▽

Issue #551, opened 2024-07-11
Unable to import helper types since 1.15.6


olee:
# Bug report

## Describe the bug

Before 1.15.6 it was possible to import helper types from `@supabase/postgrest-js` to perform type mappings etc. like this:
```ts
import type { GetResult } from "@supabase/postgrest-js/dist/module/select-query-parser";

export type TablesSelect<
    Schema extends GenericSchema,
    TableName extends keyof Schema['Tables'],
    Query extends string,
> = GetResult<
    Schema,
    Schema['Tables'][TableName]['Row'],
    TableName,
    Schema['Tables'][TableName] extends { Relationships: infer R } ? R : never,
    Query
>;
```

However, starting from version 1.15.6 with [the change to the package build (package.json etc)](https://github.com/supabase/postgrest-js/commit/2c4e846c8f697f760e15e06a60014e8b93bf3b34#diff-7ae45ad102eab3b6d7e7896acd08c427a9b25b346470d7bc6507b6481575d519R19-R22), it became impossible to import any files from subdirectories of the build because of the exports configuration.

## Expected behavior

All types of the library which are publicly exposed as part of generics, function arguments and whatsoever should be properly exported imho so that it is possible to properly type code depending on postgrest-js.

The easiest solution would probably be to export helper types through some namespace from index.ts.

soedirgo:
Hi! These helper types have always been internal and subject to breaking changes - they're not part of the API. Can you share your use case and why you need them?

olee:
The use case is exactly as described above: To generate types for table selects.

For example to write a component that accepts some data which has been selected somewhere else:

```ts
function MyUser(props: { entity: TablesSelect<'users', 'id,first_name,last_name,avatar'> }) {
  return (
    <div>...render user here...</div>
  );
}

// ... at some other location
await supabaseClient.from('users').select('id,first_name,last_name,avatar')....;
```

This is extremly useful and currently prevents us from upgrading supabase client as this is not possible anymore now.

tobico:
I'm also using `GetResult` extensively as the data fetched from my queries is passed around various places in my frontend and I want to correctly type all components and functions that process it.

cco3:
If I understand correctly, there were three way to get result types:

1. Use GetResult, etc.
2. Run the query and get the type of the result
3. Wrap a query in a function and get the return type of the function

1 wasn't supported and was somewhat painful.  2 doesn't give much flexibility for creating helper functions etc. 3 is heavy.

[...]

PR #560, opened 2024-10-12
Re-exports GetResult and Generic helpers to type Postgrest Queries

uncvrd:

Hi all! This PR simply re-exports a couple helper types that many of us were using to strongly type our query responses

Please let me know if I can help improve this!

Ever since 1.15.6, these types had been removed, they were internal but recent discussion is that these should be re-exposed

It used to be

```
import { GenericSchema, GenericTable } from "@supabase/postgrest-js/dist/module/types";
import { GetResult } from "@supabase/postgrest-js/dist/module/select-query-parser";
```

See #551 

## What is the new behavior?

It is now:

```
import { GetResult, GenericSchema, GenericTable } from "@supabase/postgrest-js";
```

In order to do something like the following:

```
type Collection = SelectPublic<"Collection", "id,imageObjectId,type,name,workspaceId">
```

We can build a helper type like this:

```
export type SchemaKeyType = keyof DB;
export type DatabaseTableKeyType = keyof DB["public"]["Tables"];
type RawSelect<
    SchemaName extends SchemaKeyType,
    TableName extends DatabaseTableKeyType,
    Query extends string = "*",
    Schema extends GenericSchema = DB[SchemaName],
    Table extends GenericTable = Schema["Tables"][TableName],
    Relationships = Table extends { Relationships: infer R } ? R : unknown
> = GetResult<Schema, Table["Row"], TableName, Relationships, Query>;

export type SelectPublic<Table extends DatabaseTableKeyType, Query extends string = "*"> = RawSelect<"public", Table, Query>;
```

In order to do this we need access to: `GetResult`, `GenericSchema`, and `GenericTable`

So I've simply exported those from their respective files.

Now we get our get our types back :~)

image

### DIFF
--- a/src/index.ts
+++ b/src/index.ts
@@ -29,3 +29,6 @@ export type {
   PostgrestSingleResponse,
   PostgrestMaybeSingleResponse,
 } from './types'
+// https://github.com/supabase/postgrest-js/issues/551
+// To be replaced with a helper type that only uses public types
+export type { GetResult as UnstableGetResult } from './select-query-parser/result'


alexgorbatchev:
@olee @soedirgo please merge this

olee:
@alexgorbatchev afaik the GetResult type should still be considered internal and there was no intention to export it. (see [this comment](https://github.com/supabase/postgrest-js/issues/551#issuecomment-2344986575)).
Instead, a proper helper type should be exported publicly, like eg. this:
```ts
// Exported from postgrest-js
export type TablesSelect<
    Schema extends GenericSchema,
    TableName extends ???,
    Query extends string = '*'
> = ...;

// usage:
type MyEntitySelected = TablesSelect<Database['public'], 'my_table', 'id,title'>;
```

However, as the current state of the library causes quite some issues with various users and even libraries depending on the exported `GetResult` I'd suggest exporting it with an unstable prefix eg. `Unstable_GetResult<...>`.
What do you think @soedirgo?

soedirgo:
Hey all, thanks for the wait. I couldn't come up with a stable helper type in time so I've added an unstable helper type as per @olee's suggestion.

I've omitted `GenericTable` and `GenericSchema` since these are also internal types and easily reimplemented - [here's an example](https://github.com/supabase/supabase-js/blob/456f27e02e70866b2ae5536e3f1f540a55d4a405/src/lib/types.ts#L83).

soedirgo (approved):

uncvrd:
@soedirgo thanks a lot for updating this, I just upgraded : ) fwiw for anyone else reading here, make sure to check the master branch of the example linked above as the Generic types have changed (I got stuck on this)

PR #486, opened 2021-05-10
Add infrastructure to run samples as well as tests.

cgranade:
This PR adds infrastructure to CI to run Q# command line applications as well as running unit tests and checking builds. Not all projects are currently supported, but this should help improve our ability to catch breaking changes as early as possible.


msoeken (approved):
Looks good to me. Thanks @cgranade

anpaz (commented):
In principle I like the changes, however, do we know how much time this will be adding to the e2e build?
Samples are already the bottleneck: from a quick sampling of the latest builds they are consuming at least 50mins and up to 1:10hrs to run, making them the longest part of the build, so any time we add to them it's going to affect directly the overall time.
One way to mitigate this might be to take them out of the `build_main` Job so they don't block the start other validations. Let's take it offline if you would like to do this.

cgranade:
> In principle I like the changes, however, do we know how much time this will be adding to the e2e build?
> Samples are already the bottleneck: from a quick sampling of the latest builds they are consuming at least 50mins and up to 1:10hrs to run, making them the longest part of the build, so any time we add to them it's going to affect directly the overall time.

Fair enough; I made sure to denylist those samples that take longer to run, but I take the point. Happy to sync offline as you suggest. Let's include @bettinaheim as well, since this also affects our ability to test that QIR samples work for end-users.

cgranade:
> > In principle I like the changes, however, do we know how much time this will be adding to the e2e build?
> > Samples are already the bottleneck: from a quick sampling of the latest builds they are consuming at least 50mins and up to 1:10hrs to run, making them the longest part of the build, so any time we add to them it's going to affect directly the overall time.
> 
> Fair enough; I made sure to denylist those samples that take longer to run, but I take the point. Happy to sync offline as you suggest. Let's include @bettinaheim as well, since this also affects our ability to test that QIR samples work for end-users.

@anpaz, @bettinaheim: Following up on this quickly so as to unblock adding these validations, it looks like this PR adds about five to six minutes. That could possibly be reduced by parallelizing with `ForEach-Object -Parallel`, but that currently doesn't play well with the use of `$script:all_ok` to accumulate failed test steps.

anpaz (approved):
The latest e2e build shows the test.ps1 script taking about 15m, and the overall step for Quantum about 30m, which is about the same time it takes to build the runtime.
It's a bit too long, IMHO, but should be ok as right now it's not adding any significant time to the build.

cgranade:
> The latest e2e build shows the test.ps1 script taking about 15m, and the overall step for Quantum about 30m, which is about the same time it takes to build the runtime.
> It's a bit too long, IMHO, but should be ok as right now it's not adding any significant time to the build.

Sounds good, thank you for your review and your help addressing build time issues!

PR #494, opened 2021-05-18
Troubleshooting publishing issues, update metadata per guidance

Bradben:
Some samples aren't being published and indexed to the Samples Browser. These changes bring the metadata up to standard to test if that is the blocking issue. 

@cgranade, @KittyYeungQ    I can't assign reviewers in this repo, can you review and approve? Thanks

### DIFF
--- a/samples/algorithms/database-search/README.md
+++ b/samples/algorithms/database-search/README.md
@@ -7,19 +7,18 @@ languages:
 products:
 - qdk
 description: "This sample shows how to use Q# to search for a marked item with Grover's algorithm."
-extensions:
-  jupyter:
-    jupytext:
-      cell_markers: region,endregion
-      text_representation:
-        extension: .md
-        format_name: markdown
-        format_version: '1.2'
-        jupytext_version: 1.5.2
-    kernelspec:
-      display_name: .NET (PowerShell)
-      language: PowerShell
-      name: .net-powershell
+jupyter:
+  jupytext:
+    cell_markers: region,endregion
+    text_representation:
+      extension: .md
+      format_name: markdown
+      format_version: '1.2'
+      jupytext_version: 1.5.2
+  kernelspec:
+    display_name: .NET (PowerShell)
+    language: PowerShell
+    name: .net-powershell
 ---
 
 # Database Search Sample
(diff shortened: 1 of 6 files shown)


samples/algorithms/database-search/README.md
```diff
@@ -7,18 +7,19 @@ languages:
 products:
 - qdk
 description: "This sample shows how to use Q# to search for a marked item with Grover's algorithm."
-jupyter:
```
cgranade, line 10: This will break mybinder.org deployment, but should not matter to the samples browser, as the workflow for stripping metadata removes this key: 

```
---
page_type: sample
languages:
- qsharp
- python
- csharp
products:
- qdk
description: "This sample shows how to use Q# to search for a marked item with Grover's algorithm."
---

# Database Search Sample
```

https://github.com/microsoft/Quantum/blob/%E2%AD%90samples/samples/algorithms/database-search/README.md

samples/azure-quantum/grover/README.md
```diff
@@ -1,14 +1,15 @@
 ---
 page_type: sample
-author: cgranade
```
cgranade, line 3: Elsewhere, we've been told that these keys are required; will they still work if they're scoped to `extensions`?

Bradben: They're required for topics that go to our usual OPS publishing, but not for the Samples Browser.  (Per the [sample metadata guidance](https://review.docs.microsoft.com/en-us/help/contribute/samples/process/onboarding?branch=master#supported-metadata-fields-for-readmemd) and poking around in many other Azure service samples).

My suspicion is that the Samples indexer doesn't like the metadata layout and isn't publishing the sample or indexing the azure-quantum service in the filter list. But I could be wrong.

samples/algorithms/database-search/README.md
Bradben: I suspected something like that.  There are 7 sample files that use the jupyter fields - 2 of them publish and 5 don't.  I'll have to run those by the samples team to see if they can spot something I'm not seeing.

samples/azure-quantum/grover/README.md
Bradben: @cgranade - can we push this through and see if it fixes the publishing for these samples?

△

> Task directions
Among the entries above, find every line holding "languages" and copy it.

> Solution below
@@ -7,19 +7,18 @@ languages:
@@ -7,18 +7,19 @@ languages:
languages:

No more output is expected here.